Cuthah
Cuthah
one of the Babylonian cities or districts from which Shalmaneser transplanted certain colonists to Samaria (2 Kings 17:24). Some have conjectured that the “Cutheans” were identical with the “Cossaeans” who inhabited the hill-country to the north of the river Choaspes. Cuthah is now identified with Tell Ibrahim, 15 miles north-east of Babylon.
Fuente: Easton’s Bible Dictionary
Cuthah
The region of the Assyrian empire from whence Shalmaneser transported colonists, after the deportation of Israel from it. The seat of the worship of Nergal (2Ki 17:24; 2Ki 17:30). The name is akin to Cush, as the Chaldaeans said Athur for Ashur. (CUSH.) Its locality is probably Chuzistan in the region of Susiana E. of the Tigris. The mountainous region between Elam and Media was called Cuthah. It would be a natural policy to transplant some of the hardy mountaineers (called also Cossaei) from their own region, where they gave the Assyrians trouble, to Samaria. There is also a town Cuthah, now Towiba, close to Babylon. G. Smith and Rawlinson identify it with Tel Ibrahim. Intermixing with the ten tribes’ remnant, they became progenitors of the Samaritans who are called “Cuthaeans” by the Jews. The Samaritans claimed kindred with the Sidonians, and these again with the Cuthaeans (Josephus, Ant. 11:8, section 6; 12:5, section 5; Chald. Paraphr. Gen 10:19; 1Ch 1:13).
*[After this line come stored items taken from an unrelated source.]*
Issue #3025, opened 2021-11-08
RWSet preparation during transaction simulation


manish-sethi:
Prepare RWSet to capture the purge operation during transaction simulation.

PR #3477, opened 2022-06-13
RWSet Preparation

jcastrence:
#### Type of change

- New feature

#### Description

- Prepare RWSet to capture the purge operation during transaction simulation

#### Related issues

#3025

### DIFF
--- a/core/ledger/kvledger/txmgmt/rwsetutil/rwset_builder.go
+++ b/core/ledger/kvledger/txmgmt/rwsetutil/rwset_builder.go
@@ -116,6 +116,12 @@ func (b *RWSetBuilder) AddToPvtAndHashedWriteSet(ns string, coll string, key str
 	b.getOrCreateCollHashedRwBuilder(ns, coll).writeMap[key] = kvWriteHash
 }
 
+// AddToHashedWriteSetPurge adds a purge key to the hashed write-set
+func (b *RWSetBuilder) AddToHashedWriteSetPurge(ns string, coll string, key string) {
+	kvWriteHashPurge := newKVWriteHashPurge(key)
+	b.getOrCreateCollHashedRwBuilder(ns, coll).writeMap[key] = kvWriteHashPurge
+}
+
 // AddToHashedMetadataWriteSet adds a metadata to a key in the hashed write-set
 func (b *RWSetBuilder) AddToHashedMetadataWriteSet(ns, coll, key string, metadata map[string][]byte) {
 	// pvt write set just need the key; not the entire metadata. The metadata is stored only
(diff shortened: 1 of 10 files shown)


core/ledger/kvledger/txmgmt/rwsetutil/rwset_builder.go
```diff
@@ -116,6 +116,12 @@ func (b *RWSetBuilder) AddToPvtAndHashedWriteSet(ns string, coll string, key str
 	b.getOrCreateCollHashedRwBuilder(ns, coll).writeMap[key] = kvWriteHash
 }
 
+// AddToHashedWriteSetPurge adds a purge key to the hashed write-set
+func (b *RWSetBuilder) AddToHashedWriteSetPurge(ns string, coll string, key string) {
+	kvWriteHashPurge := newKVWriteHashPurge(key)
+	b.getOrCreateCollHashedRwBuilder(ns, coll).writeMap[key] = kvWriteHashPurge
```
denyeart, line 122: I assume you've already discussed this with Manish, but why does the purge not have call to getOrCreateCollPvtRwBuilder() like a regular delete does?
Just trying to see if we can combine DeletePrivateData() and PurgePrivateData() into a single function that takes a purge flag. It looks like the extra getOrCreateCollPvtRwBuilder() call is the only difference.

core/ledger/kvledger/txmgmt/txmgr/tx_simulator.go
```diff
@@ -118,6 +118,19 @@ func (s *txSimulator) DeletePrivateData(ns, coll, key string) error {
...
+func (s *txSimulator) PurgePrivateData(ns, coll, key string) error {
+	if err := s.queryExecutor.validateCollName(ns, coll); err != nil {
+		return err
+	}
+	if err := s.checkWritePrecondition(key, nil); err != nil {
+		return err
+	}
+	s.writePerformed = true
+	s.rwsetBuilder.AddToHashedWriteSetPurge(ns, coll, key)
+	return nil
```
denyeart, line 131: Don't you need to call checkPrivateStateMetadata(), similar to how DeletePrivateData() / SetPrivateData() does it?

core/ledger/kvledger/txmgmt/rwsetutil/rwset_builder.go
jcastrence: My understanding is that since the purge key is only being written to the hashed read write set that it would not require a call to getOrCreateCollPvtRwBuilder()

core/ledger/kvledger/txmgmt/txmgr/tx_simulator.go
jcastrence: I don't think this call is necessary as the purge key is only written to the hashed read write set

denyeart (approved):
Ok, I'll merge so that we get the baseline function in that others can build on top of. When @manish-sethi returns he can help with any subsequent tweaks.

Fuente: Fausset’s Bible Dictionary
Cuthah
See CUTH; CUTHAH.
Fuente: International Standard Bible Encyclopedia
Cuthah
Cuthah, a district in Asia, whence Shalmaneser transplanted certain colonists into the land of Israel, which he had desolated (2Ki 17:24-30). From the intermixture of these colonists with the remaining natives sprung the Samaritans. The situation of the Cuthah from which these colonists came is altogether unknown. Josephus places it in central Persia, and finds there a river of the same name. Rosenmller and others incline to seek it in the Arabian Iraq, where Abulfeda and other Arabic and Persian writers place a town of this name, in the tract near the Nahr Malca, or royal canal, which connected the Euphrates and Tigris to the south of the present Bagdad. Winer seems to prefer the conjecture of Stephen Morin and Le Clerc, which identifies the Cuthites with the Cossi in Susiana. All these conjectures refer essentially to the same quarter, and any of them is preferable to the one suggested by Michaelis, that the Cuthites were Phoenicians from the neighborhood of Sidon.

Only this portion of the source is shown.